An emeritus professor's career skills program keeps on trucking, around the world
Winthrop R. Adkins (Ph.D., 1963; M.A., 1959), Professor Emeritus of Psychology and Education, has long since retired from TC, but his career development program for disadvantaged adults and youth, now in its third edition, is in use worldwide.
In the late 1970s, with America mired in recession and high unemployment (sound familiar?), Adkins drew on theories of John Dewey, Donald Super and others to develop the Adkins Life Skills/Career Development Program. His premise: unemployed and undereducated people need to develop effective psychosocial competencies as much as they need to hone their academic and vocational skills. Through small-group dynamics and carefully designed, multimedia learning activities, the Adkins program helps people learn about themselves and the world of work; set personal goals; choose, prepare for, find, get and keep jobs; and develop long-term careers. Adkins estimates his program has been used in over 2,000 educational and social service agencies and by 2.5 million people in the United States and around the world.
 
“This has been the missing leg of a three-legged stool,” he says. “Until we came along, society dealt with unemployed adults and high school dropouts by teaching academic and occupational skills. But the third leg, psychological skills, weren’t being treated as an area of learning.
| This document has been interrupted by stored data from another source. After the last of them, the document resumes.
PR #426, opened 2026-07-13
feat: ACI-5206 daemon writes pid file, wrapper reuses via shared helper

Badlazzor:
## Summary

- New `readAlivePid` + `acquireProxyPidLock` helpers in `cmd/xcode/pidlock.go`
- `xcelerate start-proxy` acquires the pid lock on startup; exits early with an "already running" log if a live proxy already holds it; releases on shutdown
- `startProxy` in the xcodebuild wrapper switches to `readAlivePid` — finds the daemon's pid, skips the subprocess spawn entirely
- Wrapper no longer writes the pid file itself (subprocess owns it)

Kills the duplicate-daemon symptom surfaced during the ACI-5045 manual test cycle — two `xcelerate start-proxy` processes bound to the same unix socket, second one rug-pulling the first's socket via `os.Remove`.

## Test plan

- [x] `make lint` (0 issues)
- [x] `go test -tags unit -race ./cmd/xcode/...` — new 6-case pidlock suite passes
- [x] Manual: LaunchAgent restart → wrapper build → `ps` shows only 1 `xcelerate start-proxy` bound to the socket; `~/.bitrise-xcelerate/proxy.pid` holds daemon's pid; subsequent wrapper invocations reuse


cmd/xcode/pidlock.go
```diff
@@ -0,0 +1,79 @@
...
+}
+
+// acquireProxyPidLock claims pidPath for the current process. Returns
+// errProxyAlreadyRunning if a different live process already holds it. Stale
+// or self-owned pid files are overwritten.
+//
+// The returned release closure removes the pid file — call it on shutdown.
+func acquireProxyPidLock(osProxy utils.OsProxy, pidPath string, isAlive processAliveFn) (func() error, error) {
+	pid, alive := readAlivePid(osProxy, pidPath, isAlive)
+	if alive && pid != os.Getpid() {
```
zsolt-marta-bitrise: Why is the `pid != os.Getpid()` needed?

cmd/xcode/pidlock.go
```diff
@@ -0,0 +1,79 @@
...
+	if err != nil {
+		return false
+	}
+
+	return proc.Signal(syscall.Signal(0)) == nil
+}
+
+// readAlivePid returns the pid recorded in pidPath and whether the process is
+// still running. Missing / malformed pid files return (0, false).
+func readAlivePid(osProxy utils.OsProxy, pidPath string, isAlive processAliveFn) (int, bool) {
```
zsolt-marta-bitrise: Can we reuse this in the doctor / status?

zsolt-marta-bitrise (approved):
Just some followup questions

cmd/xcode/pidlock.go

In order for members of our target group to find employment, they often have to deal with emotional issues and change the way they think, feel and act about themselves and their opportunities.”
 
About 15 years ago, the head of a community college in India, Father Xavier Alphonse, called Adkins to learn more about the program. The two men met, and Adkins described his theory and methods. Last year Adkins and his wife, Dr. Caroline Adkins, met Father Alphonse in Chennai, India, and learned that he had instituted a Life Coping Skills curriculum in some 220 Indian community colleges as part of the college’s rural-to-urban personnel and vocational counseling services.
 
There are also Spanish and Italian versions of the program, developed with funds from the European Common Union. The Italian version was designed and tested as a counseling system in a country that has little access to trained counselors. Adkins’ Institute for Life Coping Skills continues to be involved with issues of employment, training and development in the United States, Italy, India and other countries.
 
Says Adkins: “One never knows the ripples that one’s ideas are going to have in the world.”